2010年02月16日

いとう:菜香(祐天寺)

>今回は麺つながりで、横浜は伊勢佐木長者町の「華隆餐館」を書いてみます。

ああっ、ここは辛いもの好きの間で密かに評判の店ですよね。行こうよと声をかけていただいたこともあるんですが、なぜか横浜は遠くて・・・(って、そんな言うほどでもないですが)。

坦々刀削麺をうたうのはニッポンだからしょうがないのかもしれませんが、「水煮牛肉」や「白泡香牛肉」もちゃんとあるところに惹かれます。ますます行きたい。さっそく調整しよう。

で、同じ中国料理つながりで、ぼくは、ごくごく都内近郊。祐天寺にある「菜香」を紹介します。検索すると「菜香」という中国料理店は全国各地にあるようですが、この祐天寺の店を取り上げている人はあまりおらず、実はかなり穴場。

東横線祐天寺駅から徒歩10分ほど。駅から駒沢通りに出て学芸大学方面に進み、少し路地を入ったところにひっそりとあります。四角いテーブル3卓と円卓ひとつのこぢんまりしたダイニングを、お父さん、お母さん、アルバイトの女性(お嬢さんではないと思う)の3名で切り盛り。ここは一転して上海料理(と店では言ってます)で、素材感をできるだけ壊すことなく仕上げた優しさが持ち味。

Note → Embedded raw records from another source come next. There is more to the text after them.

PR #6054, opened 2021-08-18
Optimise gem installs

ApCoder123:
I've removed some unused dependencies from the `Gemfile` that used to be used in the old Rakefile and `verify.rb` test. I've also modified some of the installs in the GitHub Actions workflow to avoid installing unnecessary dependencies (i.e. ignore `jekyll_plugins` group for Tests, which should speed up execution time.

### DIFF
--- a/.github/workflows/repository.yml
+++ b/.github/workflows/repository.yml
@@ -10,7 +10,7 @@ jobs:
       - uses: actions/checkout@v2
       - name: Bundle install
         run: |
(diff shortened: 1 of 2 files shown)


Carlgo11 (approved):
Major time difference for the `Tests` job! :alarm_clock:
I remember the Travis-CI tests taking +5 minutes once upon a time :sweat_smile:

phallobst (approved):

PR #6064, opened 2021-08-23
Rework join-entries.rb

ApCoder123:
I've reworked the join-entries.rb script to allow for entries with the same name. 

The only test case I can see is Emma (emma.ca/myemma.com).

Before:
image

After:
image


phallobst:
This may help with the website, but I'm not sure that anyone using the API files is expecting to have two entries with the same name. Renaming one (or both) is probably better, maybe even add a check to prevent this situation.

厨房をのぞいてみるとその優しさの理由が・・・。というのも、お父さんが仕込みをしてお母さんが鍋を振る。料理ができあがると、「酢豚できあがりました。大変お待たせいたしましたぁ」とお母さんが大声でコール。そして運ばれてくるといった具合。とても家庭的で心底なごまずにはいられません。

外観や店内からは、街場の中華料理店よりは少しランク上ながら、それに近い感じかなあと想像しますが、メニューを見れば、マコモ茸とか黄ニラとか腐乳とか、高級中国料理店で目にする食材がずらずら並んでいて、お値段もそれなりです(といってもトータルでは絶対的に安価ですが)。ただ、何を食べても外れがない。おいしーと間違いなく誰かが声を発する。そんな感じ。

で、中国食材の料理ももちろんですが、いわゆる日本人に定番な、炒飯、ラーメン、水餃子、唐揚げなんかが逆にサプライズなんです。例えばラーメンは、上品に澄み切ったスープに、麺とトッピングはネギと二つに切った煮玉子のみ。それが奥深くて優しくて何杯でも食べられそうなおいしさ。ラーメンフリークの方にも足を運んでトライしていただきたい逸品ですね。

他のメニューについても、ぜひ行ってのお楽しみで。